Dataset records
------------------------------------------------

PR #2259, opened 2025-07-29
feat(entities-plugins): datakit store, improve types

Justineo:
# Summary

[KM-1518](https://konghq.atlassian.net/browse/KM-1518)

### Add global editor store for Datakit

- Type updates: `UserNode` → `ConfigNode`, `NodeData` → `NodeInstance`
- Added edge-related types and state
- Provide global store via `provideEditorState` / `useEditorState`
- Expose core state: `nodes`, `edges`, lookup maps
- Support node/field/edge operations
- Undo/redo with tagged history
- Built-in validation: structure, cycles, phase rules
- VueFlow adapters and connection validation

[KM-1518]: https://konghq.atlassian.net/browse/KM-1518?atlOrigin=eyJpIjoiNWRkNTljNzYxNjVmNDY3MDlhMDU5Y2ZhYzA5YTRkZjUiLCJwIjoiZ2l0aHViLWNvbS1KU1cifQ

### DIFF
--- a/packages/entities/entities-plugins/src/components/free-form/Datakit/flow-editor/store/store.ts
+++ b/packages/entities/entities-plugins/src/components/free-form/Datakit/flow-editor/store/store.ts
@@ -15,14 +15,19 @@ import type {
   NodeName,
   UINode,
 } from '../../types'
-import { createId, deepClone, findFieldById } from './helpers'
+import {
+  createId,
+  deepClone,
+  findFieldById,
+  generateNodeName,
+} from './helpers'
 import { isImplicitName, isImplicitType } from '../node/node'
 import { initEditorState, makeNodeInstance } from './init'
 import { useValidators } from './validation'
 import { useTaggedHistory } from './history'
 
 export const [provideEditorState, useEditorState] = createInjectionState(
-  function(configNodes: ConfigNode[], uiNodes: UINode[]) {
+  function createState(configNodes: ConfigNode[], uiNodes: UINode[]) {
     const state = ref<EditorState>(initEditorState(configNodes, uiNodes))
     const selection = ref<NodeId>()
     const history = useTaggedHistory(state, {
@@ -48,6 +53,11 @@ export const [provideEditorState, useEditorState] = createInjectionState(
         new Map<EdgeId, EdgeInstance>(
           state.value.edges.map((edge) => [edge.id, edge]),
         ),
+    )
+
+    // sets
+    const nodeNames = computed(
+      () => new Set(state.value.nodes.map((node) => node.name)),
     )
 
     // validators bound to current maps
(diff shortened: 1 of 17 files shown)


packages/entities/entities-plugins/src/components/free-form/Datakit/flow-editor/store/store.ts
```diff
@@ -0,0 +1,545 @@
...
+  UINode,
+} from '../../types'
+import { createId, deepClone, findFieldById } from './helpers'
+import { isImplicitName, isImplicitType } from '../node/node'
+import { initEditorState, makeNodeInstance } from './init'
+import { useValidators } from './validation'
+import { useTaggedHistory } from './history'
+
+export const [provideEditorState, useEditorState] = createInjectionState(
+  function(configNodes: ConfigNode[], uiNodes: UINode[]) {
```
2eha0, line 25: nit: we can give a function name for a better error stack

packages/entities/entities-plugins/src/components/free-form/Datakit/flow-editor/store/store.ts
```diff
@@ -0,0 +1,545 @@
...
+      },
+      commitNow = true,
+    ) {
+      if (isImplicitType(payload.type)) {
+        console.warn('[addNode] implicit nodes are fixed.')
+        return
+      }
+      const node = makeNodeInstance({
+        type: payload.type,
+        name: payload.name,
```
2eha0, line 99: We may need a helper function to create a unique name, something like:
```ts
name: generateUniqueName(payload.name),
```

2eha0: 1. Duplicate names will break the `nodeMapByName`.
2. Users might get validation error when saving, unless they set the names manually to ensure uniqueness.

sumimakito: Yes, it's nice to have a function like `generateUniqueName`, but would it be better to move the usage out of `addNode`, which respects the input payload and only checks for name duplication and fails if conflicted?

Justineo: > if this `addNode` function may also be used for re-constructing nodes from a config

`addNode` and `buildNodeInstance`(out of saved config/ui data) are currently sharing a common `makeNodeInstance` function under the hood.

Should we automatically name the newly created node as something like `${type}_${countByType}`? eg. `JQ_3`, `CALL_1`, etc.

sumimakito: I see. This sounds good to me

Justineo: Added a `generateNodeName` function which will be called inside `addNode` for non-implicit node types.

------------------------------------------------

Exercise details:
Print the records above exactly as written.

Reply:
PR #2259, opened 2025-07-29
feat(entities-plugins): datakit store, improve types

Justineo:
# Summary

[KM-1518](https://konghq.atlassian.net/browse/KM-1518)

### Add global editor store for Datakit

- Type updates: `UserNode` → `ConfigNode`, `NodeData` → `NodeInstance`
- Added edge-related types and state
- Provide global store via `provideEditorState` / `useEditorState`
- Expose core state: `nodes`, `edges`, lookup maps
- Support node/field/edge operations
- Undo/redo with tagged history
- Built-in validation: structure, cycles, phase rules
- VueFlow adapters and connection validation

[KM-1518]: https://konghq.atlassian.net/browse/KM-1518?atlOrigin=eyJpIjoiNWRkNTljNzYxNjVmNDY3MDlhMDU5Y2ZhYzA5YTRkZjUiLCJwIjoiZ2l0aHViLWNvbS1KU1cifQ

### DIFF
--- a/packages/entities/entities-plugins/src/components/free-form/Datakit/flow-editor/store/store.ts
+++ b/packages/entities/entities-plugins/src/components/free-form/Datakit/flow-editor/store/store.ts
@@ -15,14 +15,19 @@ import type {
   NodeName,
   UINode,
 } from '../../types'
-import { createId, deepClone, findFieldById } from './helpers'
+import {
+  createId,
+  deepClone,
+  findFieldById,
+  generateNodeName,
+} from './helpers'
 import { isImplicitName, isImplicitType } from '../node/node'
 import { initEditorState, makeNodeInstance } from './init'
 import { useValidators } from './validation'
 import { useTaggedHistory } from './history'
 
 export const [provideEditorState, useEditorState] = createInjectionState(
-  function(configNodes: ConfigNode[], uiNodes: UINode[]) {
+  function createState(configNodes: ConfigNode[], uiNodes: UINode[]) {
     const state = ref<EditorState>(initEditorState(configNodes, uiNodes))
     const selection = ref<NodeId>()
     const history = useTaggedHistory(state, {
@@ -48,6 +53,11 @@ export const [provideEditorState, useEditorState] = createInjectionState(
         new Map<EdgeId, EdgeInstance>(
           state.value.edges.map((edge) => [edge.id, edge]),
         ),
+    )
+
+    // sets
+    const nodeNames = computed(
+      () => new Set(state.value.nodes.map((node) => node.name)),
     )
 
     // validators bound to current maps
(diff shortened: 1 of 17 files shown)


packages/entities/entities-plugins/src/components/free-form/Datakit/flow-editor/store/store.ts
```diff
@@ -0,0 +1,545 @@
...
+  UINode,
+} from '../../types'
+import { createId, deepClone, findFieldById } from './helpers'
+import { isImplicitName, isImplicitType } from '../node/node'
+import { initEditorState, makeNodeInstance } from './init'
+import { useValidators } from './validation'
+import { useTaggedHistory } from './history'
+
+export const [provideEditorState, useEditorState] = createInjectionState(
+  function(configNodes: ConfigNode[], uiNodes: UINode[]) {
```
2eha0, line 25: nit: we can give a function name for a better error stack

packages/entities/entities-plugins/src/components/free-form/Datakit/flow-editor/store/store.ts
```diff
@@ -0,0 +1,545 @@
...
+      },
+      commitNow = true,
+    ) {
+      if (isImplicitType(payload.type)) {
+        console.warn('[addNode] implicit nodes are fixed.')
+        return
+      }
+      const node = makeNodeInstance({
+        type: payload.type,
+        name: payload.name,
```
2eha0, line 99: We may need a helper function to create a unique name, something like:
```ts
name: generateUniqueName(payload.name),
```

2eha0: 1. Duplicate names will break the `nodeMapByName`.
2. Users might get validation error when saving, unless they set the names manually to ensure uniqueness.

sumimakito: Yes, it's nice to have a function like `generateUniqueName`, but would it be better to move the usage out of `addNode`, which respects the input payload and only checks for name duplication and fails if conflicted?

Justineo: > if this `addNode` function may also be used for re-constructing nodes from a config

`addNode` and `buildNodeInstance`(out of saved config/ui data) are currently sharing a common `makeNodeInstance` function under the hood.

Should we automatically name the newly created node as something like `${type}_${countByType}`? eg. `JQ_3`, `CALL_1`, etc.

sumimakito: I see. This sounds good to me

Justineo: Added a `generateNodeName` function which will be called inside `addNode` for non-implicit node types.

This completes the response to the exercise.